The Hilbert space decomposes into \(N+1\) sectors labelled by \(M \in \{-N, -N+2, \ldots, N\}\). Sector \(M\) has dimension \(\binom{N}{k}\) where \(k = (N+M)/2\) is the excitation count.
| N | Full dim | Z₂ sector | U(1) largest (\(M=0\)) | U(1) reduction |
|---|---|---|---|---|
| 12 | 4,096 | 2,048 | 924 | 4.4× |
| 16 | 65,536 | 32,768 | 12,870 | 5.1× |
| 18 | 262,144 | 131,072 | 48,620 | 5.4× |
| 20 | 1,048,576 | 524,288 | 184,756 | 5.7× |
Translation Symmetry¶
When the system is translationally invariant (uniform \(\omega\), circulant \(K\)), the cyclic shift operator \(T: |b_0 b_1 \ldots b_{N-1}\rangle \to |b_{N-1} b_0 \ldots b_{N-2}\rangle\) commutes with \(H\). Eigenstates carry definite crystal momentum \(k = 2\pi m / N\) (\(m = 0, \ldots, N-1\)).

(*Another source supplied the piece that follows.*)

PR #5480, opened 2025-04-25
🐛 OS Provider Segfault Fix

claytoncasey01:
The `os` provider has some dependency on the `network` provider. This PR adds a dependencies array to providers that be be updated in the providers configuration. It will search through these dependencies and install any that are missing.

Combined with U(1), the space splits into \(N \times (N+1)\) sectors. For \(n=16\): the \(k=0\) sector of \(M=0\) contains ~805 states — a 80× reduction from the full 65,536.

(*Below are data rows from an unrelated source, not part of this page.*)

PR #5481, opened 2025-04-25
🐛 Fix crash in processes resource on AIX

jaym:
This code was calling log.Fatal when it failed to parse a line. The line was something like
```
18875522                                    -      <idle>
```
Looks like some sort of kernel process

Regardless, this change allows idle and kproc. And it removes uses of fatal and just returns an error


claytoncasey01 (approved):
LGTM 🚢

PR #5648, opened 2025-06-10
⭐ Extend microsoft.users to contain the data for assignedLicenses

glower:
This should work like this:

```
microsoft.users {assignedLicenses}
microsoft.users.list: [
  0: {
    assignedLicenses: [
      0: microsoft.user.assignedLicense skuId="c42b9cae-ea4f-4ab7-9717-81576235ccac"
    ]
  }
  1: {
    assignedLicenses: []
  }
  2: {
    assignedLicenses: [
      0: microsoft.user.assignedLicense skuId="c42b9cae-ea4f-4ab7-9717-81576235ccac"
    ]
  }
```

### DIFF
--- a/providers/ms365/resources/ms365.lr
+++ b/providers/ms365/resources/ms365.lr
@@ -81,6 +81,14 @@ microsoft.users {
   search string
 }
 
+// This type represents a single license assigned to a user.
+private microsoft.user.assignedLicense @defaults("skuId") {
+  // A collection of the unique identifiers for plans that have been disabled.
+  disabledPlans []string
+  // The unique identifier for the SKU.
+  skuId string
+}
+
 // Microsoft Conditional Access Policies
 microsoft.conditionalAccess {
   // Named locations container
@@ -367,6 +375,8 @@ private microsoft.user @defaults("id displayName userPrincipalName") {
   identities []microsoft.user.identity
   // The user's audit log
   auditlog() microsoft.user.auditlog
+  // The licenses that are assigned to the user, including inherited (group-based) licenses
+  assignedLicenses []microsoft.user.assignedLicense
 }
 
 // Microsoft user audit log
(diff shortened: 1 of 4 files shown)


providers/ms365/resources/ms365.lr
```diff
@@ -81,6 +81,16 @@ microsoft.users {
   search string
 }
 
+// This type represents a single license assigned to a user.
+private microsoft.user.assignedLicense @defaults("skuId") {
+  // Internal ID
+  id string
```
afiune: Let's remove this id that shows already three times in the resource. 
1. The actual internal id which is `__id`
2. The `skuId`
3. and this `id`

providers/ms365/resources/ms365.lr.manifest.yaml
```diff
@@ -522,6 +523,13 @@ resources:
       userType: {}
     is_private: true
     min_mondoo_version: 9.0.0
+  microsoft.user.assignedLicense:
+    fields:
+      disabledPlans: {}
+      id: {}
```
afiune: Once you remove the `id` from the resource, you are going to have to manually remove this line, the generator only adds new things, doesn't remove stuff.

glower: removed

providers/ms365/resources/ms365.lr.manifest.yaml
```diff
@@ -564,10 +571,22 @@ resources:
...
     fields:
+      assignedLicenses: {}
       filter: {}
       list: {}
       search: {}
     min_mondoo_version: 9.0.0
+  microsoft.users.assignedLicense:
+    fields:
+      disabledPlans: {}
+      id: {}
```
afiune: this one too needs to be removed, I think 🤔 cc @tas50

tas50: The automation will only add so if you rename things during development you can end up with duplicates. This should get cleaned up

glower: got it, will remove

Part 1: Z₂ Parity Sectors¶
scpn_quantum_control.analysis.symmetry_sectors
API Reference¶
from scpn_quantum_control.analysis.symmetry_sectors import (
basis_indices_by_parity,
project_hamiltonian,
build_sector_hamiltonian,
eigh_by_sector,
level_spacing_by_sector,
memory_estimate_mb,
)
| Function | Signature | Returns |
|---|---|---|
basis_indices_by_parity(n) |
int → (ndarray, ndarray) |
(even_indices, odd_indices) — sorted basis state indices per sector |
project_hamiltonian(H, sector_indices) |
(ndarray, ndarray) → ndarray |
Projected Hamiltonian \(H_\text{sector}\) |
build_sector_hamiltonian(K, omega, parity=0) |
(ndarray, ndarray, int) → (ndarray, ndarray) |
(H_sector, sector_indices) |
eigh_by_sector(K, omega) |
(ndarray, ndarray) → dict |
Both sectors diagonalised |
level_spacing_by_sector(K, omega) |
(ndarray, ndarray) → dict |
Level-spacing ratio \(\bar{r}\) per sector |
memory_estimate_mb(n, use_sectors=True) |
(int, bool) → float |
Memory estimate in MB |
eigh_by_sector Return Value¶
{
"eigvals_even": np.ndarray, # eigenvalues of even sector
"eigvecs_even": np.ndarray, # eigenvectors of even sector
"indices_even": np.ndarray, # basis indices in even sector
"eigvals_odd": np.ndarray,
"eigvecs_odd": np.ndarray,
"indices_odd": np.ndarray,
"eigvals_all": np.ndarray, # all eigenvalues sorted
"ground_energy": float,
"ground_parity": int, # 0 (even) or 1 (odd)
}
level_spacing_by_sector Return Value¶
{
"r_bar_even": float, # mean level-spacing ratio, even sector
"r_bar_odd": float, # mean level-spacing ratio, odd sector
"r_bar_combined": float, # combined (for reference, but biased)
}
Example¶
import numpy as np
from scpn_quantum_control.analysis.symmetry_sectors import (
eigh_by_sector, level_spacing_by_sector, memory_estimate_mb
)
n = 8
K = 0.45 * np.exp(-0.3 * np.abs(np.subtract.outer(range(n), range(n))))
np.fill_diagonal(K, 0.0)
omega = np.linspace(0.8, 1.2, n)
result = eigh_by_sector(K, omega)
print(f"Ground energy: {result['ground_energy']:.6f}")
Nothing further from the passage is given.